◆ **THE PROBLEM**: Below are some records. Count the lines with "state" in them and give nothing but the total.

• • • • • • •

PR #1563, opened 2026-04-22
Automate generation of release notes further

squell:
Last few releases I was simply following an algorithm, so let's code that.

This automates the generation of the header (about the binaries) and the contributor list.

Note: it could be sped up by caching the list of contributors in the repo. But right now fetching all the PR's is still doable and that should remain the case for quite some time.

### DIFF
--- a/util/gh-credits.sh
+++ b/util/gh-credits.sh
@@ -1,0 +1,42 @@
+#! /bin/bash
+
+# the time of the most recent release
+SINCE="$(gh release list --limit 1 --json publishedAt --jq '.[] | .publishedAt')"
+
+cur_contributors() {
+    gh pr ls --state merged --limit 100 --json author,mergedAt \
+        --jq "map(select(.mergedAt >= \"$SINCE\")) | unique_by(.author.login) | sort_by(.mergedAt) | reverse | .[] | .author.login" | \
+        grep -v 'app/dependabot'
+}
+
+prev_contributors() {
+    gh pr ls --state merged --limit 10000 --json author,mergedAt \
+        --jq ".[] | select(.mergedAt < \"$SINCE\") | .author.login"
+}
+
+cur_issuers() {
+    gh issue ls --state closed --json author,closedAt,stateReason \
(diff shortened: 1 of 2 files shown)


squell:
I have tested this CI work flow and it works like a charm!

squell:
https://github.com/trifectatechfoundation/sudo-rs/actions/runs/24833311271/job/72687132772

util/gh-credits.sh
```diff
@@ -0,0 +1,42 @@
+#! /bin/bash
+
+# the time of the most recent release
+SINCE="$(gh release list --limit 1 --json publishedAt --jq '.[] | .publishedAt')"
+
+cur_contributors() {
+    gh pr ls --state merged --limit 100 --json author,mergedAt \
+        --jq "unique_by(.author.login) | sort_by(.mergedAt) | .[] | select(.mergedAt >= \"$SINCE\") | .author.login" | \
```
bjorn3: Shouldn't this first do the select mergedAt? Without looking at the jq man page, I would expect unique_by to keep only the first or last PR of a person. The first PR of someone may well be older than the last release, which would then result in the person being dropped as contributor even if they have another PR that would be part of the next release.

• • • • • • •

◆ **SOLUTION TO THIS PROBLEM**: 4